I often say this: I am “disabled” if you give me paper and a pencil. I have dysgraphia. I am disabled if you give me an “ink on paper” book to read or you ask me to read your handwriting on the chalkboard or whiteboard, I have dyslexia. I am disabled if you expect me to sit in a chair, in a room, for 40 minutes straight, I have ADHD. But if I am working on my computer, able to move as I need to, with the TV on at home or, say, dozens of people chatting around me in a coffee shop, I am not disabled at all. I am very able.
What about your students?
- Ira Socol
(1) "All you need to teach English are books, desks, paper, pens, and a chalkboard. You don't need any technology--just use what's there." - a university professor quoted in Steven D. Krause. "Among the Greatest Benefactors of Mankind": What the Success of Chalkboards Tells Us about the Future of Computers in the Classroom." The Journal of the Midwest Modern Language Association, Vol. 33, No. 2, Computers and the Future of the Humanities (Spring, 2000), pp. 6-16.
Ah, the fallacy of exceptionalism just never fades does it?
ReplyDeleteWe, as in (still) larger body of teachers, admins, parents, politicians & pundits, react with either fear or awe (hence the exceptionalism label) when it comes to the digital technology afforded to us today. And that's not doing us much good, on so many levels...
Only yesterday I was sitting with colleagues (all software developers, passionate & veeery good at what they do) at my new work at Moodle HQ and joked: "You guys are trying to make this thing [Moodle] exciting, shiny, new and powerful, my job is to make it boring and 'normal'. "

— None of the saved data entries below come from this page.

PR #575, opened 2016-09-16
Submission status update

### LINKED ISSUE #497: Update submission status
Update submission status in `SubmissionPersistence` according to which step the processing pipeline is in (i.e. parsing, validated, etc.)

jmarin:
Closes #497

### DIFF
--- a/persistence/src/test/scala/hmda/persistence/processing/LocalHmdaEventProcessorSpec.scala
+++ b/persistence/src/test/scala/hmda/persistence/processing/LocalHmdaEventProcessorSpec.scala
@@ -1,15 +1,25 @@
 package hmda.api.processing
 
-import akka.actor.ActorSystem
+import akka.actor.{ ActorRef, ActorSystem }
 import akka.testkit.{ EventFilter, TestProbe }
+import akka.pattern.ask
+import akka.util.Timeout
+
+import scala.concurrent._
+import scala.concurrent.duration._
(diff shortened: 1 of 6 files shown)


persistence/src/test/scala/hmda/persistence/processing/LocalHmdaEventProcessorSpec.scala
```diff
@@ -71,13 +100,32 @@ class LocalHmdaEventProcessorSpec extends ActorSpec {
     "process validation completed from event stream" in {
       val msg = s"validation completed for submission $submissionId"
       checkEventStreamMessage(msg, ValidationCompleted(submissionId))
+      checkSubmissionStatus(Validated)
     }
   }
 
+  def checkSubmissionStatus(status: SubmissionStatus): Assertion = {
+    //TODO: find a way to avoid having to sleep here
+    Thread.sleep(500)
```
nickgrippin: Is there actually a way to avoid this race condition without sleeping?  It seems unavoidable, and we've had to use this same approach in other tests.

jmarin: I'm pretty sure there is a way, but I haven't thought about it in detail. As you say, we're using it across the board

nickgrippin:
Looks good!

PR #577, opened 2016-09-20
Use supervisor to access SingleLarValidation actor in LarHttpApi

### LINKED ISSUE #576: SingleLarValidation parseAndValidate not working
This [line](https://github.com/cfpb/hmda-platform/blob/master/api/src/main/scala/hmda/api/http/LarHttpApi.scala#L84) is pointing to the wrong ActorSelection (it should run now under the supervisor). `LarHttpApiSpec` will probably need to be updated

kgudel:
This pr also moves `completeWithInternalError` to `HmdaCustomDirectives` so that it can be used in `LarHttpApi` to make the api error response more consistent across routes.

Closes #576


api/src/main/scala/hmda/api/http/LarHttpApi.scala
```diff
@@ -80,20 +79,27 @@ trait LarHttpApi extends LarProtocol with ValidationResultProtocol with HmdaCust
...
-        complete(ToResponseMarshallable(aggregateErrors(xs)))
-      case Failure(e) =>
-        complete(HttpResponse(StatusCodes.InternalServerError))
+    val validationErrors = for {
+      larValidation <- fLarValidation
+      ve <- (larValidation ? checkMessage).mapTo[ValidationErrors]
+    } yield ve
+
+    onComplete(validationErrors) {
+      case Success(validationErrors) =>
```
nickgrippin: I'd rename this variable to something else, otherwise it's confusing whether this is the same `validationErrors` as in the `onComplete` call.

api/src/main/scala/hmda/api/http/LarHttpApi.scala
```diff
@@ -80,20 +79,27 @@ trait LarHttpApi extends LarProtocol with ValidationResultProtocol with HmdaCust
       }
     }
 
-  def validateRoute(lar: LoanApplicationRegister, checkType: String): scaladsl.server.Route = {
-    val larValidation = system.actorSelection("/user/larValidation")
+  def validateRoute(lar: LoanApplicationRegister, checkType: String, path: String) = {
```
nickgrippin: What is the `path` variable used for?

api/src/main/scala/hmda/api/http/LarHttpApi.scala
kgudel: Good catch! I renamed the first `validationErrors` to `fValidationErrors`, to signify that it was a future.

api/src/main/scala/hmda/api/http/LarHttpApi.scala
kgudel: In writing it, it was meant to go in `completeWithInternalError`, I had forgotten to feed it into that function but I have resolved that.

nickgrippin:
LGTM!

schbetsy:
LGTM too. I'll merge after Travis turns green. 🍏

I got a few confused looks...
I explained:"The sooner educators move beyond the point of fear & awe of Moodle [or any other tech] and see it as a tool just like a pen, desk, whiteboard, book etc. the sooner they will be used better and more frequently to reach the pedagogical goals (add social, economic, environmental etc). Let's stop fetishising tech, work out what it's good for and then use it do get where we want with the people we teach, work with."
Good post, as usual.
Cheers
Tomaz
Connecting on this post was great fun for me. I used Voice Thread for the first time ever; it's really fun, and I was reminded of that great graphic novel/blog, Ulysses 'Seen.' that you pointed me toward last June 16.
ReplyDeleteI had been writing today, too, about technology and creating books and using language which fit right into the make a book exercise. What I wrote today is here -http://developingprofessionalstaff-mpls.blogspot.com/2010/02/new-technologies.html
I'll also be looking with a new respect at my dyslexic and ADHD students in the morning.
Thanks
Great Post!
ReplyDeletePerhaps a Rube Goldberg is an example of an unassistive technology.